Amazon Redshift - Automatic Data Lineage

Wojtek Bialek - Dataedo Team Wojtek Bialek 17th July, 2024

What to expect

Views

Dataedo analyzes SQL of Redshift views with built in PostgreSQL Parser and builds column-level lineage from tables/views queried by view to the view.

Column-level lineage

Learn more about PostgreSQL parser

External Tables

Dataedo build object-level lineage between Redshift External Tables and objects from other databases based on LinkedSources. Dataedo will automatically assign linked source to appropriate objects, however user also can pick it manually.

External Tables

Stored Procedures

Dataedo will create column-level data lineage for stored procedures based on the script. Script will be devided into steps represented as seperate processes. Data lineage will be created only for supported steps, the unsupported steps will be named after the first word from the process script and end with three dots. This is seen on the data lineage configuration tab in Desktop.

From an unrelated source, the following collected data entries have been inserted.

PR #148, opened 2019-09-05
Modify cache-dir usage comment

homoluctus:
Hi.

Trivy cache dir is changed by `--cache-dir` option.
But image cache is not changed and stored in /path/to/cache/fanal ( /path/to/cache/ = os.UserCacheDir() ).
So, I changed `--cache-dir` option usage comment.

If we want to change image cache dir too, we need to fix [aquasecurity/fanal/utils/utils.go - CacheDir](https://github.com/aquasecurity/fanal/blob/master/utils/utils.go#L14).

### DIFF
--- a/cmd/trivy/main.go
+++ b/cmd/trivy/main.go
@@ -115,7 +115,7 @@ OPTIONS:
 		cli.StringFlag{
 			Name:  "cache-dir",
 			Value: utils.DefaultCacheDir(),
-			Usage: "cache directory",
+			Usage: "use as cache directory, but image cache is stored in /path/to/cache/fanal",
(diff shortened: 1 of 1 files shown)


knqyf263:
@homoluctus Could you implement `--cache-dir` to change the image cache path?

homoluctus:
@knqyf263 

OK 👍
I'll try to implement.

I will modify aquasecurity/fanal code too, is it okay?

knqyf263:
@homoluctus Absolutely. I'll merge this PR once.

knqyf263:
Thanks.

PR #154, opened 2019-09-12
Enhance Dockerfile

inductor:
Use ENV for readability

You don't really need chmod +x there, do you?


knqyf263:
>You don't really need chmod +x there, do you?
You're right.

knqyf263:
Thanks a lot!

PR #158, opened 2019-09-19
Update xerrors version

knqyf263:


iYehuda:
@knqyf263 What was the upgrade for?

knqyf263:
@iYehuda `xerrors` with this version doesn't work with Go 1.13. I would like to update Go version.

Issue #109, opened 2019-08-03
Option to download/update database without scan


miguelbernadi:
The initial download of the vulnerability databases takes a long time. In our CI systems, we use ephemereal runners for the tasks, so on the first build of every worker we need to fetch the entire database before being able to do the scan.

I'd like the option of retrieving the database as a stand-alone operation so I can do it in the worker provision step of my CI system, and then the builds would simply update at the time of running, maybe even filtered to only the systems relevant for them.

Would this be acceptable? If it is, I could try to send a PR implementing it after some guidance.

dmpe:
Especially with corporate environment s and proxies this would be very welcome indeed @miguelbernadi

knqyf263:
@miguelbernadi Thank you for the suggestion! I will accept that feature. Welcome PR!

miguelbernadi:
As obvious, I didn't get time to focus on this yet. I'm aiming to get something ready during Hacktoberfest, as I''l get time to devote to PRs and such.

miguelbernadi:
Can you comment on the DB changes for next version (as you mentioned when merging the PR) and how those will affect this feature @knqyf263 ? Just looking to help out and ensure this feature keeps working or improves for the future :)

knqyf263:
This option will be left, but the download of DB will be faster enough with the next version. You may not need `--download-db-only` option.
https://github.com/aquasecurity/trivy/issues/251

PR #172, opened 2019-09-30
Add option to only download vulnerability database

miguelbernadi:
Many Continuous Integration systems in companies use ephemeral workers
that may run more than one Trivy job. In those cases, downloading the
vulnerability database from the beginning time and again is a waste of
resources.

With this flag, we can download the database on worker creation
offsetting most of the download time on each job. execution

References: #109

---

# Add flag to download vulnerability database

When the `--download-db-only` flag is supplied, we will just download
the vulnerability database and exit without performing any scans.

If a database had been downloaded before the present run, and
`--only-update` option has been specified, we will only update the
database for the selected distribution and exit.

# Add documentation for `--download-db-only` flag

Add section to README on usage limitations of the new flag.

### DIFF
--- a/README.md
+++ b/README.md
@@ -899,6 +899,15 @@ Total: 1 (UNKNOWN: 0, LOW: 0, MEDIUM: 1, HIGH: 0, CRITICAL: 0)
 
 </details>
 
+### Only download vulnerability database
+
+You can also ask `Trivy` to simply retrieve the vulnerability database. This is useful to initialize workers in Continuous Integration systems. In the first run, the `--only-update` option is silently ignored.
+
+```
+$ trivy --download-db-only
+$ trivy --download-db-only --only-update alpine
+```
+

Stored Procedures column-level lineage

Known Limitations

  1. Check the limitations for views lineage from PostgreSQL parser
  2. Check the limitations for stored procedures lineage from SQL parser

Troubleshooting

I don't see data lineage for views

  1. Make sure you have selected right SQL dialect - in this case PostgreSQL (SQL Dialect field at Data Source level).
  2. Rerun import of the source - maybe schema was imported in older version or configuration was incorrect.

I don't see data lineage for external tables

  1. Make sure the source object has Linked Source with correctly assigned database
  2. Rerun import of the source - maybe schema was imported in older version or configuration was incorrect.

I don't see data lineage for stored procedures

  1. Make sure Dataedo supports SQL syntax of procedure. Check Know Limitation above
  2. Rerun import of the source - maybe schema was imported in older version or configuration was incorrect.

Cross database lineage is not built

  1. Make sure the source object has Linked Source with correctly assigned database
  2. Rerun import of the source - maybe schema was imported in older version or configuration was incorrect.